Thanks for the welcome. Barb and I come from Bethlehem, PA.


----------



## nonny (Aug 14, 2005)

Glad to have you! Post often and enjoy! action


----------



## Steve McNeil (Aug 30, 2004)

Welcome aboard. Congrats on your new Outback!!

Steve


----------



## campmg (Dec 24, 2005)

Welcome to Outbackers. Thanks for joining.

Sounds like you have a real nice TV / Outback combo.


----------



## drobe5150 (Jan 21, 2005)

*welcome aboard* action 
and *congrats on the new 2007 frls *

darrel


----------



## tdvffjohn (Mar 10, 2005)

Bethleham , Pa .. thats another Easterner

Join us in the fall in Oct

http://www.outbackers.com/forums/index.php...t=0#entry110778


----------



## skippershe (May 22, 2006)

Hello and welcome from So. California! Lots of new memories to be made in your new TT...Enjoy!

Dawn


----------



## ee4308 (Aug 23, 2005)

gs300zx,

action Welcome to the site, and congratulations on your new Outback.


----------



## PDX_Doug (Nov 16, 2004)

action *Welcome to Outbackers, gs300zx!* action 
We're glad to have you aboard!

I'll tell you though, with all the PA members we are getting around here, I think we are starting to list!









Happy Trails,
Doug


----------



## Oregon_Camper (Sep 13, 2004)

Welcome to our site....Glad you found us.

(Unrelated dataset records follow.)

PR #187, opened 2025-02-03
fix(29917): Trezor accounts not able to add multiple HD path accounts into the account list

Akaryatrh:
Currently it's not possible to add accounts from different HDPaths with Trezor related devices. For some reason, on a path change we do the exact same operations than when we "forget" a device. This is not something that we do for ledger devices so it appears useless (and then creates bugs).

Fixes https://github.com/MetaMask/metamask-extension/issues/29917

### DIFF
--- a/packages/keyring-eth-trezor/src/trezor-keyring.test.ts
+++ b/packages/keyring-eth-trezor/src/trezor-keyring.test.ts
@@ -133,6 +133,15 @@ describe('TrezorKeyring', function () {
     });
   });
 
+  describe('getModel', function () {
+    it('gets bridge model', async function () {
+      keyring.bridge.model = 'foo';
+      const model = keyring.getModel();
+
+      expect(model).toBe('foo');
+    });
+  });
+
   describe('init', function () {
     it('initialises the bridge', async function () {
       const initStub = sinon.stub().resolves();
--- a/packages/keyring-eth-trezor/src/trezor-keyring.test.ts
+++ b/packages/keyring-eth-trezor/src/trezor-keyring.test.ts
@@ -729,10 +729,9 @@ describe('TrezorKeyring', function () {
       expect(keyring.paths).toStrictEqual(mockPaths);
     });
 
-    it('should update the hdPath and reset account and page properties if passed a new hdPath', async function () {
+    it('should update the hdPath if passed a new hdPath', async function () {
       const SLIP0044TestnetPath = `m/44'/1'/0'/0`;
       keyring.setHdPath(SLIP0044TestnetPath);
-
       expect(keyring.hdPath).toBe(SLIP0044TestnetPath);
       expect(keyring.hdk.publicKey).toBeNull();
     });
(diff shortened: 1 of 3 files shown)


Akaryatrh:
@metamaskbot publish-preview

packages/keyring-eth-trezor/src/trezor-keyring.ts
```diff
@@ -539,11 +539,6 @@ export class TrezorKeyring extends EventEmitter {
     // Reset HDKey if the path changes
     if (this.hdPath !== hdPath) {
       this.hdk = new HDKey();
```
mikesposito, line 541: Curious: why the `HDKey` instance needs to be reset?

mikesposito: Oh, maybe because `this.hdk` is initialized with the public key related to the selected path

packages/keyring-eth-trezor/src/trezor-keyring.ts
```diff
@@ -539,11 +539,6 @@ export class TrezorKeyring extends EventEmitter {
...
-      this.accounts = [];
-      this.page = 0;
-      this.perPage = 5;
-      this.unlockedAccount = 0;
-      this.paths = {};
```
mikesposito, line 546: Will the keyring still be able to sign transactions with the accounts previously derived with a different path? Since `this.hdk` is specific to a path, after changing path we won't have the original public key used to derive the first accounts

packages/keyring-eth-trezor/src/trezor-keyring.test.ts
```diff
@@ -133,6 +133,15 @@ describe('TrezorKeyring', function () {
...
 
+  describe('getModel', function () {
+    it('gets bridge model', async function () {
+      keyring.bridge.model = 'foo';
+      const model = keyring.getModel();
+
+      expect(model).toBe('foo');
+    });
+  });
+
```
mikesposito, line 144: is this related to this PR?

Akaryatrh: Yes and no, I had to increase the missing coverage percentage (that went down after modifying `trezor-keyring.test.ts` file)

packages/keyring-eth-trezor/src/trezor-keyring.ts
Akaryatrh: Indeed, previously derived accounts are not able to sign or send tx. I guess i need to check what we're doing with Ledger keyring as it's working there.

mikesposito: I think it's warranted to add a test case for this scenario as well

mikesposito: the LedgerKeyring stores a map of [`AccountDetails`](https://github.com/MetaMask/accounts/blob/dd7b8df799787b0cd178c971e7fbc75660792c27/packages/keyring-eth-ledger-bridge/src/ledger-keyring.ts#L45) for each derived address, so even if the path is switched it can be retrieved again when signing: https://github.com/MetaMask/accounts/blob/dd7b8df799787b0cd178c971e7fbc75660792c27/packages/keyring-eth-ledger-bridge/src/ledger-keyring.ts#L470

PR #189, opened 2025-02-03
feat: add Solana methods from wallet-standard

aganglada:
This change adds support for Solana wallet standard methods and removes the previous ones


danroc:
@aganglada, is the `solana:` prefix present in the requests sent by dapps? If not, the RPC Router won't be able to send them to the right Snap.

Issue #143, opened 2025-01-15
`LedgerKeyring` class from `@metamask/eth-ledger-bridge-keyring` should implement the `Keyring` type


mikesposito:
All keyring classes should extend from [this base common type](https://github.com/MetaMask/utils/blob/main/src/keyring.ts).

PR #194, opened 2025-02-05
refactor!: `LedgerKeyring` implements `Keyring` type

mikesposito:
The `LedgerKeyring` is being overhauled to implement the `Keyring` type from `@metamask/keyring-utils`. Most of the changes are due to the addresses type that is now `Hex` 

### Changed

- **BREAKING:** `LedgerKeyring` now implements the `Keyring` type ([#194](https://github.com/MetaMask/accounts/pull/194))
  - The class does not extend `EventEmitter` anymore.
  - The `LedgerKeyring.accounts` class variable is now a `readonly Hex[]` array.
  - The `addAccounts` method signature has been changed
    - An `amount` number parameter is now required to specify the number of accounts to add.
    - The method now returns a promise resolving to an array of `Hex` addresses.
  - The `unlock` method now returns `Promise<Hex>`
  - The `getAccounts` method now returns `Promise<Hex[]>`
  - The `deserialize` method now requires a `LedgerKeyringSerializedState` typed parameter
  - The `signTransaction` method now accepts an `Hex` typed value as the `address` parameter
  - The `signMessage` method now accepts an `Hex` typed value as the `withAccount` parameter
  - The `signPersonalMessage` method now accepts an `Hex` typed value as the `withAccount` parameter
  - The `signTypedData` method now accepts an `Hex` typed value as the `withAccount` parameter
  - The `unlockAccountByAddress` method now accepts an `Hex` typed value as the `address` parameter

### Removed

- **BREAKING:** The `exportAccount` method has been removed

Please ask any question...nothing too silly to ask.


----------



## Lady Di (Oct 28, 2005)

Welcome to Outbackers, and congratulations on a great camper.


----------



## HootBob (Apr 26, 2004)

Welcome John and Barbara to the Outback Family
And congrats on your new Outback
Glad to have another Pa.er in the group









Don action


----------



## Westin-on-wheels (Feb 12, 2006)

Welcome John and Barbara. Which FRLS did you get? That truck will pull it GREAT, could be very close to what we have.


----------